#### [Exercise brief]
The lines from the start of the records below through the line containing "PR #6285, opened 2024-03-26" are to be copied exactly, both ends included, with nothing added.

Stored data
____________

PR #667, opened 2025-11-04
UIと言語変更対応

chi20253032:
UIの改善と複数言語の対応をしました。


uukelele:
Looks like you've carved a lot of the functionality of the mindserver, as well as defaulting (in the `html` element) to Japanese.

PR #672, opened 2025-11-13
Better information for new users

pro25845:
Made a list in andy.json


uukelele:
This information should be in the `README.md`, not in a JSON file.

riqvip:
`README.md` already gives plenty of information for new users. All that's happening here is the addition of bloat to the `andy.json` file.

PR #677, opened 2025-11-28
Add host_public setting for remote UI access

Fuzzwah:
## Summary

Enables the MindServer web UI to be accessed remotely from other machines by binding to `0.0.0.0` instead of `localhost`.

## Use Case

When running Mindcraft on a headless Linux server, there's no way to access the web UI since it only binds to localhost. This change adds a simple toggle to enable remote access.

## Changes

| File | Change |
|------|--------|
| `settings.js` | Added `host_public: false` option with inline documentation |
| `main.js` | Pass `settings.host_public` to `Mindcraft.init()` instead of hardcoded `false` |
| `README.md` | Added "Remote UI access" section explaining the setting |

## Usage

Set `"host_public": true` in `settings.js` to bind the MindServer to `0.0.0.0`, making the web UI accessible from other machines on the network.

## Security Note

Users should ensure their firewall only exposes the MindServer port to trusted networks when using this feature.


Sweaterdog (changes requested):
I like the idea of having host_public bind to 0.0.0.0 instead of localhost for remote access, but can you please remove all of your other PRs from this one? The other ones have work that need done.

MaxRobinsonTheGreat:
hosting publicly is pretty insecure, can expose major vulnerabilities if users are not careful. i have disabled it for now

PR #6282, opened 2024-03-25
Add DXC 1.8.2403 releases

llvm-beanz:
DXC has come out with a couple new releases!

This depends on the new tags added in https://github.com/compiler-explorer/infra/pull/1262, which also need to be built.


jeremy-rifkin:
This is now live

PR #6285, opened 2024-03-26
[julia] Add LLVM IrView

giordano:
Julia is based on LLVM like other toolchains supported by Compiler Explorer, and it can emit LLVM IR, but at the moment we only expose it via the flag `--format=llvm` to the compiler wrapper.

With this PR we add a proper LLVM IR viewer, like the other LLVM-based toolchains.  We add a new option for the wrapper to emit the entire LLVM module, which has the benefit of being parsable by Compiler Explorer, so that we can automatically filter out debug information and metadata annotations.

Preview (from https://github.com/compiler-explorer/compiler-explorer/issues/4597#issuecomment-2018956112):

image

We removed the custom `<[source code line] [number of output lines] [function name] [method types]>` line in the output of the `code_*` functions, together with the custom ASM parsing, because they invalidate the output (it isn't valid ASM nor LLVM), and create more problems than they solve.

This PR was prepared in collaboration with @vchuravy.

This should eventually address #4597, once inlined LLVM functions are handled by the IR parser in Compiler Explorer, I think @vchuravy can comment more on that issue.

### DIFF
--- a/etc/scripts/julia_wrapper.jl
+++ b/etc/scripts/julia_wrapper.jl
@@ -127,9 +127,9 @@ function main()
                 @static if VERSION >= v"1.11.0-"
                     # Hide safepoint on entry.  Only in Julia v1.11+ `code_llvm` exposes
                     # codegen parameters.
-                    InteractiveUtils.code_llvm(io_buf, me_fun, me_types; optimize, debuginfo, raw=true, dump_module=true, params=Base.CodegenParams(; safepoint_on_entry=false))
+                    InteractiveUtils.code_llvm(io_buf, me_fun, me_types; optimize, debuginfo=:source, raw=true, dump_module=true, params=Base.CodegenParams(; debug_info_kind=Cint(1), safepoint_on_entry=false, debug_info_level=Cint(2)))
                 else
-                    InteractiveUtils.code_llvm(io_buf, me_fun, me_types; optimize, debuginfo, raw=true, dump_module=true)
+                    InteractiveUtils.code_llvm(io_buf, me_fun, me_types; optimize, debuginfo=:source, raw=true, dump_module=true)
                 end
             elseif format == "native"
                 # In Julia v1.10- `code_native` doesn't expose codegen parameters.
@@ -138,7 +138,7 @@ function main()
                     # <https://github.com/JuliaLang/julia/blob/bf9079afb05829f51e60db888cb29a7c45296ee1/base/reflection.jl#L1393>.
                     # Also hide safepoint on entry.  Codegen parameters only available in
                     # Julia v1.11+.
-                    InteractiveUtils.code_native(io_buf, me_fun, me_types; debuginfo, params=Base.CodegenParams(; debug_info_kind=Cint(1), safepoint_on_entry=false))
+                    InteractiveUtils.code_native(io_buf, me_fun, me_types; debuginfo, params=Base.CodegenParams(; debug_info_kind=Cint(1), safepoint_on_entry=false, debug_info_level=Cint(2)))
                 else
                     InteractiveUtils.code_native(io_buf, me_fun, me_types; debuginfo)
                 end
--- a/etc/scripts/julia_wrapper.jl
+++ b/etc/scripts/julia_wrapper.jl
@@ -123,25 +123,29 @@ function main()
                 print(io_buf, cl)
             elseif format == "llvm"
                 InteractiveUtils.code_llvm(io_buf, me_fun, me_types; optimize, debuginfo)
+            elseif format == "llvm-module"
+                @static if VERSION >= v"1.11.0-"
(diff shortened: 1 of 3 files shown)


lib/base-compiler.ts
```diff
@@ -1599,7 +1599,7 @@ export class BaseCompiler implements ICompiler {
         return [{text: 'Internal error; unable to open output path'}];
     }
 
-    getIrOutputFilename(inputFilename: string, filters: ParseFiltersAndOutputOptions): string {
+    getIrOutputFilename(inputFilename: string, filters?: ParseFiltersAndOutputOptions): string {
```
giordano, line 1602: Explanation of this change: we want to call this function inside `runCompiler`, but `filters` are optional there: https://github.com/compiler-explorer/compiler-explorer/blob/8dd09d1c1f0e44db48d6fa42083a42377dd572fe/lib/base-compiler.ts#L482

etc/scripts/julia_wrapper.jl
```diff
@@ -123,25 +123,28 @@ function main()
...
+                    InteractiveUtils.code_llvm(io_buf, me_fun, me_types; optimize, debuginfo, raw=true, dump_module=true)
+                end
             elseif format == "native"
-                InteractiveUtils.code_native(io_buf, me_fun, me_types; debuginfo)
+                # In Julia v1.10- `code_native` doesn't expose codegen parameters.
+                @static if VERSION >= v"1.11.0-"
+                    # With kind==1 we get full debug info:
+                    # <https://github.com/JuliaLang/julia/blob/bf9079afb05829f51e60db888cb29a7c45296ee1/base/reflection.jl#L1393>.
+                    # Only available in Julia v1.11+.
+                    InteractiveUtils.code_native(io_buf, me_fun, me_types; debuginfo, params=Base.CodegenParams(; debug_info_kind=Cint(1)))
```
vchuravy, line 140: Also `safepoint_on_entry=false`?

vchuravy:
So one issue we encountered here is that the native asm parser uses `.loc` directives. I don't think these track inlining. The full dwarf debug section does have the inlining information.

In Julia `*` is a generic function that dispatches to `Core.Intrinsics.mul_float` for `Float32`. So into the example `square` function the function `*` gets inlined and and the ASM parser then loses track of where those instructions are coming from. It should probably use the dwarf information to map the instructions to the actual user function.

Alternatively we could write a custom ASM parser that uses Julia's inbuilt annotations..., but I do believe that this issue should exist for rust and C as well, but I had troubles finding a reproducer.

Julia doesn't have traditional compilation units and does bottom up inlining, so it's expected that functions from libraries are inlined without LTO. I guess the closest in C would be a header function or in Rust a crate with a `inline` annotation.

giordano:
I think with this PR we can actually stop exposing the `--debuginfo` flag (and always only set the verbose `--debuginfo=:source`), as the extra comments are handled via filter options in Compiler Explorer UI.

giordano:
To be clear, I think this PR is ready for review. While it'd be great to eventually address the problems mentioned above, I don't think they're blocking, as the situation with this PR isn't any worse than what we have right now.

etc/scripts/julia_wrapper.jl
```diff
@@ -123,25 +118,29 @@ function main()
...
-            print(io, " ")
-            print(io, line_num)
-            print(io, " ")
-            print(io, me_fun)
-            print(io, " ")
-            print(io, join(me_types, ", "))
-            println(io, ">")
-            # Print code for this method
-            println(io, code)
+            println(io, String(take!(io_buf)))
```
vchuravy, line 143: Should we just skip the io_buf stuff

giordano: Good catch, we don't need that anymore, will remove it.

vchuravy (approved):

etc/scripts/julia_wrapper.jl
```diff
@@ -1,13 +1,12 @@
 const doc = """Julia wrapper.
 
 Usage:
-  julia_wrapper.jl <input_code> <output_path> [--format=<fmt>] [--debuginfo=<info>] [--optimize=<opt>] [--verbose]
+  julia_wrapper.jl <input_code> <output_path> [--format=<fmt>] [--optimize=<opt>] [--verbose]
```
mattgodbolt, line 4: totally trusting you all on these changes :)

lib/base-compiler.ts
mattgodbolt: Thanks for the explanation :+1:

mattgodbolt (approved):
Thanks so much!

mattgodbolt:
this is now live

giordano:
Thank you so much!  You can see an example at https://godbolt.org/z/Prf3W87oP!  I opened some issues (#6318, #6319, #6320) about improving and cleaning the LLVM IR parser, but it's great to see this version already working!

PR #6296, opened 2024-03-28
Add Go 1.22

DmitriyMV:
Just like #5374 but for Go 1.22.1.

Depends on compiler-explorer/infra#1263


mattgodbolt:
Thank you!

jeremy-rifkin:
This is now live

PR #6309, opened 2024-04-01
Create the real dark mode

jeremy-rifkin:


jeremy-rifkin:
This is now live

ZIXT233:
It's easy to get into real dark mode via the top prompt, but hard to find a way out if people haven't used the theme settings before (because of the limited visibility in real dark mode

PR #6324, opened 2024-04-05
Add one dark theme

mguid65:
Adds a new theme based on the One Dark theme from the Atom text editor.
Adds a new line highlighting theme "Soft Dark Rainbow" that works better with the One Dark theme.


mguid65:
The syntax highlighting needs some color correction but I'm not sure how to do some of it.

The original colors from Atom are here: https://github.com/atom/atom/blob/v1.60.0/packages/one-dark-syntax/styles/colors.less

I can't run the last build of Atom to verify the colors mapping and it has been sunsetted.

I am still searching for the way it maps to each language.

I am basing the highlighting colors off of several themes for different applications like vscode, gnome terminal and clion.

Things I will fix:

- `number.cpp` should be `#D19A66`

Things I am not sure of:

- function names and namespaces have the scope `identifier.cpp` and so they end up with the same color as all other identifiers when they should be `#E06C75`
- if they cant be different from normal identifiers, then normal identifiers should probably be `#ABB2BF`
- Angle brackets are in the scope `delimiter.angle.cpp` so they cannot be styled separately as operators.

It seems that there is a more complex way to do highlighting like how it is done for the pink theme, but I can't seem to find docs on how it is supposed to work.

jeremy-rifkin:
Unfortunately our cpp highlighting mode at the moment doesn't make any attempt to guess at function calls or namespaces, and we don't have any semantic highlighting. The grey may have to do for now.


> Angle brackets are in the scope delimiter.angle.cpp so they cannot be styled separately as operators.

____________

#### [Result of the task]
PR #667, opened 2025-11-04
UIと言語変更対応

chi20253032:
UIの改善と複数言語の対応をしました。


uukelele:
Looks like you've carved a lot of the functionality of the mindserver, as well as defaulting (in the `html` element) to Japanese.

PR #672, opened 2025-11-13
Better information for new users

pro25845:
Made a list in andy.json


uukelele:
This information should be in the `README.md`, not in a JSON file.

riqvip:
`README.md` already gives plenty of information for new users. All that's happening here is the addition of bloat to the `andy.json` file.

PR #677, opened 2025-11-28
Add host_public setting for remote UI access

Fuzzwah:
## Summary

Enables the MindServer web UI to be accessed remotely from other machines by binding to `0.0.0.0` instead of `localhost`.

## Use Case

When running Mindcraft on a headless Linux server, there's no way to access the web UI since it only binds to localhost. This change adds a simple toggle to enable remote access.

## Changes

| File | Change |
|------|--------|
| `settings.js` | Added `host_public: false` option with inline documentation |
| `main.js` | Pass `settings.host_public` to `Mindcraft.init()` instead of hardcoded `false` |
| `README.md` | Added "Remote UI access" section explaining the setting |

## Usage

Set `"host_public": true` in `settings.js` to bind the MindServer to `0.0.0.0`, making the web UI accessible from other machines on the network.

## Security Note

Users should ensure their firewall only exposes the MindServer port to trusted networks when using this feature.


Sweaterdog (changes requested):
I like the idea of having host_public bind to 0.0.0.0 instead of localhost for remote access, but can you please remove all of your other PRs from this one? The other ones have work that need done.

MaxRobinsonTheGreat:
hosting publicly is pretty insecure, can expose major vulnerabilities if users are not careful. i have disabled it for now

PR #6282, opened 2024-03-25
Add DXC 1.8.2403 releases

llvm-beanz:
DXC has come out with a couple new releases!

This depends on the new tags added in https://github.com/compiler-explorer/infra/pull/1262, which also need to be built.


jeremy-rifkin:
This is now live

PR #6285, opened 2024-03-26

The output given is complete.